Issue #241, opened 2019-02-27
New flag idea options for the ini


soulless320:
I was discussing with Drk and there appears to be some changes that were made in 56d that we think should be toggles in the ini, does anyone have any thoughts on these flags?

npcs not being interrupted during spellcasting when damaged, this should be a flag
  // Disturb magic spells (only players can be disturbed)
  maybe npc_spellcast_fizzle

npcs not getting bonus damage in  combat, this should be a flag
  // only players can have damage bonus
  perhaps  npc_combat_bonusdmg

and npcs seem to spam their spells one after the other till they are out of mana, there should perhaps be a setting for the average time delay between when npcs will cast their harmful spells
  maybe npc_spellcast_delay

soulless320:
just updating this. npc bonus damage complete. npc fizzle toggle in INI is being added.

The only thing left to address is NPCs spamming their spells.

soulless320:
Thanks for the additions!

PR #340, opened 2019-11-13
Possible solution for issue #241 and for the rock throwing spam and some other things

drk84:
- Added: COMBAT_NPC_BONUSDAMAGE Combat flag in the sphere.ini, enablng this flag  will allows the NPCs to gain the following modifier to combat damage:

   -Bonus from the CombatBonusStat and CombatBonusPercent properties:
     The default value for CombatBonusStat is STR.
     The default value for CombatBonusPercent varies according to the CombatDamageFormula 10% if CombatDamageFormula is 0, 20% if CombatDamageFormula is 1 and 30% if CombatDamageFormula is 3.
     See changelog of the 19-03-2015  from the 56c-Changelog.txt  revision file for more details on CombatBonusStat and CombatBonusPercent.
   -Modifier from the INCREASEDAM property (from -100 up to 100%)
   -Anatomy, Lumberjacking and Tactics if the CombatDamage formula is set to a value above 0.
   This should satisfy entry #241
- Added: BREATH.DAMTYPE, used for changing the type of damage of the breath. Default value is: DAM_FIRE.
- Added: THROWDAMTYPE, used for changing the type of damage of the thrown item. Default value is: DAM_PHYSICAL.
   Remember that NPCs need at least one the throwable item equipped or in the backpack.
- Added: Two new damage flags, DAM_BREATH and DAM_THROWN. These are added automatically to the BREATH.DAMTYPE and THROWDAMTYPE properties, i think they are useful for discriminating the source of damage in the @GetHit trigger.
- Changed: Veterinary now works with all tameable creatures: that means all NPCs with brain set to BRAIN_ANIMAL, BRAIN_DRAGON or BRAIN_MONSTER AND with a Taming skill above 0.
     Before Veterinary only worked with BRAIN_ANIMAL npcs. Remember that a NPC  is tameable when it has a Taming Skill above 0 and an Animal Lore skill set to 0.
- Changed: All NPCs with a Poisoning skill above 0 can now apply poison (if unarmed), before only creatures with BRAIN_MONSTER could apply a poison.
- Fixed: There was no timeout for the NPC action THROWING, resulting in a mass spam of throwing actions, the timeout is now 3 seconds.


cbnolok:
For veterinary, i'd add a check for humanoid bodies, in that case i'd make it use healing instead

drk84:
Yes it's better, also i can add the same check to Taming skill because you can tame an humanoid (human, elf or gargyole) if they have the Taming skill > 0 and AnimallLore == 0 :D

▸ **What you are asked to do**
Within the material above, output exactly the lines from the one with "PR #340, opened 2019-11-13" through the one with "- Added: COMBAT_NPC_BONUSDAMAGE", end lines included, and nothing besides.

▸ **Solution below**
PR #340, opened 2019-11-13
Possible solution for issue #241 and for the rock throwing spam and some other things

drk84:
- Added: COMBAT_NPC_BONUSDAMAGE Combat flag in the sphere.ini, enablng this flag  will allows the NPCs to gain the following modifier to combat damage:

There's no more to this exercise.